Article paru dans l'édition du 14-15 octobre 2007

  Sylvain Cypel - CORRESPONDANT à NEW YORK

 

Condoleezza Rice, la secrétaire d'Etat américaine, fait du lundi 15 au jeudi 18 octobre, sa septième "navette" au Proche-Orient en dix mois. Objectif : préparer la conférence internationale centrée sur le conflit israélo-arabe qu'elle souhaite réunir. Le lieu est fixé : Annapolis, près de Washington. La date du 15 novembre a été évoquée. Mme Rice est déterminée à aboutir. Elle bénéficie du soutien du président Bush et des autres membres du Quartet (Nations unies, Union européenne et Russie). Mais les obstacles sont nombreux, intrinsèques au conflit israélo-palestinien et aussi internes à l'administration américaine.

 

Depuis l'intervention israélienne au Liban, à l'été 2006, peu appréciée par la secrétaire d'Etat, les tensions entre Mme Rice et Jérusalem sont récurrentes. Lors d'une visite, elle a évoqué la "ségrégation" que subissent les Palestiniens. Puis, la décision israélienne de décréter Gaza "entité ennemie" sans consultation l'a irritée. Le 11 septembre, le département d'Etat a demandé à Israël des "éclaircissements" sur de récentes confiscations de terres palestiniennes : un geste d'autant plus remarqué que ces confiscations fréquentes sont très rarement critiquées par Washington.

Les difficultés existent aussi du côté des Palestiniens. Ceux-ci exigent que la conférence soit le prélude à des négociations sur le "statut final" d'un Etat palestinien. Entre le président de l'Autorité palestinienne, Mahmoud Abbas, qui demande "la fin de l'occupation" israélienne et le premier ministre israélien, Ehoud Olmert, qui n'envisage pas d'accord final "avant vingt ou trente ans" (le 23 septembre), l'ambition de Mme Rice - un succès diplomatique américain avant la fin de l'administration Bush - semble une gageure.

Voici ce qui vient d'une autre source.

PR #1602, opened 2022-12-22
misc fixes

dessaya:
After DAYS of trying to find out why the nodes were getting stuck... turns out the problem was in `wasp-cluster` all along :man_facepalming: . When a wasp node printed a very long line the `bufio.Scanner` in `wasp-cluster` errored and everything went to a halt.

Good news is that in the process I ended up fixing two other unrelated small issues.

* fix(wasp-cluster): properly handle long lines in wasp log
* fix(vm): enforce maximum error size in receipt
* fix: properly handle timeout in api/waitRequestProcessed

### DIFF
--- a/packages/webapi/reqstatus/reqstatus.go
+++ b/packages/webapi/reqstatus/reqstatus.go
@@ -76,10 +76,16 @@ func (r *reqstatusWebAPI) handleWaitRequestProcessed(c echo.Context) error {
 			return httperrors.BadRequest("Invalid request body")
 		}
 	}
+
+	delay := time.NewTimer(req.Timeout)
 	select {
 	case rec := <-ch.AwaitRequestProcessed(c.Request().Context(), reqID, true):
+		if !delay.Stop() {
+			// empty the channel to avoid leak
+			<-delay.C
+		}
 		return r.resolveReceipt(c, ch, rec)
-	case <-time.After(req.Timeout):
+	case <-delay.C:
 		return httperrors.Timeout("Timeout")
 	}
 }
--- a/packages/webapi/reqstatus/reqstatus.go
+++ b/packages/webapi/reqstatus/reqstatus.go
@@ -76,8 +76,12 @@ func (r *reqstatusWebAPI) handleWaitRequestProcessed(c echo.Context) error {
 			return httperrors.BadRequest("Invalid request body")
 		}
 	}
-	rec := <-ch.AwaitRequestProcessed(c.Request().Context(), reqID, true)
-	return r.resolveReceipt(c, ch, rec)
+	select {
+	case rec := <-ch.AwaitRequestProcessed(c.Request().Context(), reqID, true):
+		return r.resolveReceipt(c, ch, rec)
+	case <-time.After(req.Timeout):
+		return httperrors.Timeout("Timeout")
+	}
 }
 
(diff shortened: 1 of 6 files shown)


packages/webapi/reqstatus/reqstatus.go
```diff
@@ -76,8 +76,12 @@ func (r *reqstatusWebAPI) handleWaitRequestProcessed(c echo.Context) error {
 			return httperrors.BadRequest("Invalid request body")
 		}
 	}
-	rec := <-ch.AwaitRequestProcessed(c.Request().Context(), reqID, true)
-	return r.resolveReceipt(c, ch, rec)
+	select {
+	case rec := <-ch.AwaitRequestProcessed(c.Request().Context(), reqID, true):
+		return r.resolveReceipt(c, ch, rec)
+	case <-time.After(req.Timeout):
```
jorgemmsilva: this can create leaks, as the `ticker` from `time.After` is only GC'd after the timeout expires :confused: 

btw, I think we could remove this "user timeout" and just rely on the "generic timeout" middleware, that will drop any long running request

tools/cluster/cluster.go
```diff
@@ -645,13 +630,31 @@ func waitForAPIReady(initOk chan<- bool, apiURL string) {
...
+			if err != io.EOF {
+				fmt.Printf("[cluster] error reading output for %s: %v\n", tag, err)
+			}
+			break
+		}
+
+		if isLineStart {
+			fmt.Printf("[%s] ", tag)
 		}
+		fmt.Printf("%s", line)
```
jorgemmsilva, line 652:
```suggestion
		fmt.Print(line)
```

jorgemmsilva (approved):

packages/webapi/reqstatus/reqstatus.go
dessaya: I'm not sure about removing the user-defined timeout... in this case I think it is part of the endpoint interface and it is useful for the client to be able to customize it. e.g.: "I want to wait until my request is processed, but not more than x seconds". Anyway, if we decide to remove it, I think we should do that in a separate PR since it will be a larger change (since it involves changing the client as well).

Also, about `time.After`... how severe is that ticker not being gc'ed if the timeout is smallish? Maybe we should limit the timeout value, like 2 minutes max or so?

tools/cluster/cluster.go
dessaya: Tried that at first, but `line` is `[]byte` here, so it doesn't work :)

packages/webapi/reqstatus/reqstatus.go
jorgemmsilva: If we get many "waits per second" it can snowball. Probably not too bad, but something I keep in mind after learning that "select time.after" leaks lol.

I don't think user timeout is much needed, I mean the client can just cancel the request if they want to.

tools/cluster/cluster.go
jorgemmsilva: ahah 👍

packages/webapi/reqstatus/reqstatus.go
dessaya: Ok, for now I replaced time.After with NewTimer. We can remove the timeout in another PR.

D'autant qu'elle se heurte à de fortes réticences au sein de cette administration. L'offensive "anti-Condi" est menée par le vice-président, Dick Cheney, et l'adjoint du conseiller de la Maison Blanche pour la sécurité nationale, Elliott Abrams. Elle est relayée par John Bolton, ancien ambassadeur à l'ONU, et par des chroniqueurs "ultras" sur l'Iran, la Syrie et la Palestine, tel Bret Stephens du Wall Street Journal, ex-rédacteur en chef du Jerusalem Post.

La "tendance Cheney" apparaît aujourd'hui la plus favorable à une intervention américaine en Iran avant la fin du mandat de George Bush. Pour elle, promouvoir le dossier palestinien est au mieux une illusion et plus sûrement un danger, si cela se traduit par une ouverture vis-à-vis de la Syrie, alliée à l'Iran.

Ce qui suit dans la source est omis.